◆ Assigned task
Each line of the records below that holds "could" should be returned.

**** Supplied information

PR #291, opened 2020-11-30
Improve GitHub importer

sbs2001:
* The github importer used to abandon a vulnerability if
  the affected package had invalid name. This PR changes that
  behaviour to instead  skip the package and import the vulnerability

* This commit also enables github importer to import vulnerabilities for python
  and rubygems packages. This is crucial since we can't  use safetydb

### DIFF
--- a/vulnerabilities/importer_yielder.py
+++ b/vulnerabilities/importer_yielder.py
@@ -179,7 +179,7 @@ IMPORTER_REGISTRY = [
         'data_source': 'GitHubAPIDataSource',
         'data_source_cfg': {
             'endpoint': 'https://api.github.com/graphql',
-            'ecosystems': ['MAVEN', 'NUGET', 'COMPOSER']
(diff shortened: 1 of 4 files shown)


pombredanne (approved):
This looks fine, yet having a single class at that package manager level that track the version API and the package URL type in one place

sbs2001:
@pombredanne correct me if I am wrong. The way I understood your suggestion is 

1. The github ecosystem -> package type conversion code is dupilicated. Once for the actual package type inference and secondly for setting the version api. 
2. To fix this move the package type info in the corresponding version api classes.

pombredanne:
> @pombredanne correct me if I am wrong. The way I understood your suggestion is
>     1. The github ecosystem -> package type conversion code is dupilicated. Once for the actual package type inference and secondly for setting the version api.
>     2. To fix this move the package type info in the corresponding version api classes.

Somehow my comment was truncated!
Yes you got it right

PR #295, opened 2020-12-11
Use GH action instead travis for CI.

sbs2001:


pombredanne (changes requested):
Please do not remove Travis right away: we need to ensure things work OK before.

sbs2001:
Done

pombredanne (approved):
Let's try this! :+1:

********
**** Supplied information

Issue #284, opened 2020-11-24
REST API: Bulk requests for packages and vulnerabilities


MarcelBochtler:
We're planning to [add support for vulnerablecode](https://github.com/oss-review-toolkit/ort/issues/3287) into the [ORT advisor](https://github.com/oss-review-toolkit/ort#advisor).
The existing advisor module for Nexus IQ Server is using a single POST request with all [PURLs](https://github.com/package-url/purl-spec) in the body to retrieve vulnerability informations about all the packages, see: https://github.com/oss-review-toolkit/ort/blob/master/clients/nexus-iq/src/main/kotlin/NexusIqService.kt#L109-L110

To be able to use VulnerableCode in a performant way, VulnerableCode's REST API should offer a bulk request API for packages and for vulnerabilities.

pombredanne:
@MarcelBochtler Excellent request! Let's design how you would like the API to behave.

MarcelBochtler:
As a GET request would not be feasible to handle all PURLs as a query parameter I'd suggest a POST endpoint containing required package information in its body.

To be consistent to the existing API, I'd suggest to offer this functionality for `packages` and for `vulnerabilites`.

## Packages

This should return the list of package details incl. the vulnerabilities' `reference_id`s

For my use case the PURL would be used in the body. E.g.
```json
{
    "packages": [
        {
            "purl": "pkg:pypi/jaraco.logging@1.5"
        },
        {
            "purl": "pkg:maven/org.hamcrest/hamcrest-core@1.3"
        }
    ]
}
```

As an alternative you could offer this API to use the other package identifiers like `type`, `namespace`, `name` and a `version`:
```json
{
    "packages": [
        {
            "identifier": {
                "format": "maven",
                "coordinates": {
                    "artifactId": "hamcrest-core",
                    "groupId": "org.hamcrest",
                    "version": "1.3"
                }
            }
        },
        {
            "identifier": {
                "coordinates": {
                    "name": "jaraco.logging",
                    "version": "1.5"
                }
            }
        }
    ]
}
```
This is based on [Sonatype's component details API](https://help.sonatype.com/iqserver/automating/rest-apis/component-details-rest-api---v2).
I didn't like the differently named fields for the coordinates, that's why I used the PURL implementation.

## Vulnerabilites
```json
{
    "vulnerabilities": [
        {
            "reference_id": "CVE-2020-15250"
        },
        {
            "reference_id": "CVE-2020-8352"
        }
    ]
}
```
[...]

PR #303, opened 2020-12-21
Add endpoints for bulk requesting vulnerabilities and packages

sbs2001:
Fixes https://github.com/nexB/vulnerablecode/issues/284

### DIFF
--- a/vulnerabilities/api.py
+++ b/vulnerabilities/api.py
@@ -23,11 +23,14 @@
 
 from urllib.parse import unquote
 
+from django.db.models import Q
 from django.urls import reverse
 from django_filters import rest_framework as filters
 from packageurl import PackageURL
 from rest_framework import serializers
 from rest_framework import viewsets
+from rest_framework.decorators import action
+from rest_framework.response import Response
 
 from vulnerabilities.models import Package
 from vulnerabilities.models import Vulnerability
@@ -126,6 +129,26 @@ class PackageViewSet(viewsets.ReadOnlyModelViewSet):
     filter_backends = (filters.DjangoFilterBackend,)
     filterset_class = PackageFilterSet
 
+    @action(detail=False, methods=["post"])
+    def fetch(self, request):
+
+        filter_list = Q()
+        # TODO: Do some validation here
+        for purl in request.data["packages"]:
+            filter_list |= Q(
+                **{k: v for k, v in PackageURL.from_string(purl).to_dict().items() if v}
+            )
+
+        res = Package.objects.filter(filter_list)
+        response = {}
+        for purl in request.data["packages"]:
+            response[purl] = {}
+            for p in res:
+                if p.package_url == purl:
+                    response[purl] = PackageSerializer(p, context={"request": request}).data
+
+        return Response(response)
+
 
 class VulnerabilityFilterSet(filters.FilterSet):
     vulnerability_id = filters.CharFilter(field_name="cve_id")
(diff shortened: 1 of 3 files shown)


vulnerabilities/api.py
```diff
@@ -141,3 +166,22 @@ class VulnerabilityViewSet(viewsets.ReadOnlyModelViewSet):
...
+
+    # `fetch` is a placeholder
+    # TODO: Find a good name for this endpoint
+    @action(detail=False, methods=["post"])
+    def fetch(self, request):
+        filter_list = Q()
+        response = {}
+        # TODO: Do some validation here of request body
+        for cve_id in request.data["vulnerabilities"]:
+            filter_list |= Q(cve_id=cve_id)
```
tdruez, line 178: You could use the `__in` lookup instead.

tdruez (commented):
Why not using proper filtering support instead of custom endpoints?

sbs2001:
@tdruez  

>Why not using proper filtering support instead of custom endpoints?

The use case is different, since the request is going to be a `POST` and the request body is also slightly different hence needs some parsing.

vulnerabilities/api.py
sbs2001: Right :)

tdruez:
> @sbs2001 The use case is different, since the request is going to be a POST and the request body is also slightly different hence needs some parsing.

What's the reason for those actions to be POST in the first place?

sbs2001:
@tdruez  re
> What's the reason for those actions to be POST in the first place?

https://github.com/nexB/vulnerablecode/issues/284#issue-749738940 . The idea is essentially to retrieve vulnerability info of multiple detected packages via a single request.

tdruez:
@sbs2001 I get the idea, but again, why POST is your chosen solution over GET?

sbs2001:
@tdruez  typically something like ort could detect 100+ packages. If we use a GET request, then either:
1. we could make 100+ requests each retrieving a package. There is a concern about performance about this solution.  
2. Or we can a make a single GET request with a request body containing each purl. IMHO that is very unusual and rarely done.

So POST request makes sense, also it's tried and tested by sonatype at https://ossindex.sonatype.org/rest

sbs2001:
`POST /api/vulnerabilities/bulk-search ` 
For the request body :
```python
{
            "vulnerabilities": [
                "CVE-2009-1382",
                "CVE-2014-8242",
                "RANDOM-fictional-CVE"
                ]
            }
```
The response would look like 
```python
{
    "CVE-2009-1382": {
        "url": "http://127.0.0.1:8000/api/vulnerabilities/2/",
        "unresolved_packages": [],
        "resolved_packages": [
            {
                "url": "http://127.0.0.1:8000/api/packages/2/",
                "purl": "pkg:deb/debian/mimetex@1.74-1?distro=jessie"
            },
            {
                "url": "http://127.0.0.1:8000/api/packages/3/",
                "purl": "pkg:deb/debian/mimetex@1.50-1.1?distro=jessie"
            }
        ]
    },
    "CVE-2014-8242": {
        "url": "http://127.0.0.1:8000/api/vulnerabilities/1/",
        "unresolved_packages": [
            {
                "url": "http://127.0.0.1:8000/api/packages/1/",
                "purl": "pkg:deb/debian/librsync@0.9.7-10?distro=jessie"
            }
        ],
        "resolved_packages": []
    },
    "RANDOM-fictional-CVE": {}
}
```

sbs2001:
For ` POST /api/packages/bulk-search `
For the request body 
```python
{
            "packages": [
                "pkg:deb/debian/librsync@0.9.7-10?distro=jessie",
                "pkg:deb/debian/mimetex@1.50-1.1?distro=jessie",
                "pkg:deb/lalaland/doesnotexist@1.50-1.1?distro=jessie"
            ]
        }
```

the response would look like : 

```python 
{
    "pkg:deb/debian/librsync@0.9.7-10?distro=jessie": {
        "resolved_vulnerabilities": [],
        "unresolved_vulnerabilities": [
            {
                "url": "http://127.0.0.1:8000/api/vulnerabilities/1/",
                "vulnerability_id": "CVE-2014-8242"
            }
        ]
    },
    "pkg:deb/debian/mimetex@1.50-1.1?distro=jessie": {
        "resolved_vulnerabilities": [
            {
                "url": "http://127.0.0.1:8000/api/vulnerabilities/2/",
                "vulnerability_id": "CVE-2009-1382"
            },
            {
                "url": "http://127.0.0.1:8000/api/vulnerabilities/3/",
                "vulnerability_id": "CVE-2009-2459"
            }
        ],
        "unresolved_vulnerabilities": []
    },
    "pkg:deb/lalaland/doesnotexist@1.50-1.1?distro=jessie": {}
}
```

********

◆ Output of the exercise
As an alternative you could offer this API to use the other package identifiers like `type`, `namespace`, `name` and a `version`:
tdruez, line 178: You could use the `__in` lookup instead.
@tdruez  typically something like ort could detect 100+ packages. If we use a GET request, then either:
1. we could make 100+ requests each retrieving a package. There is a concern about performance about this solution.  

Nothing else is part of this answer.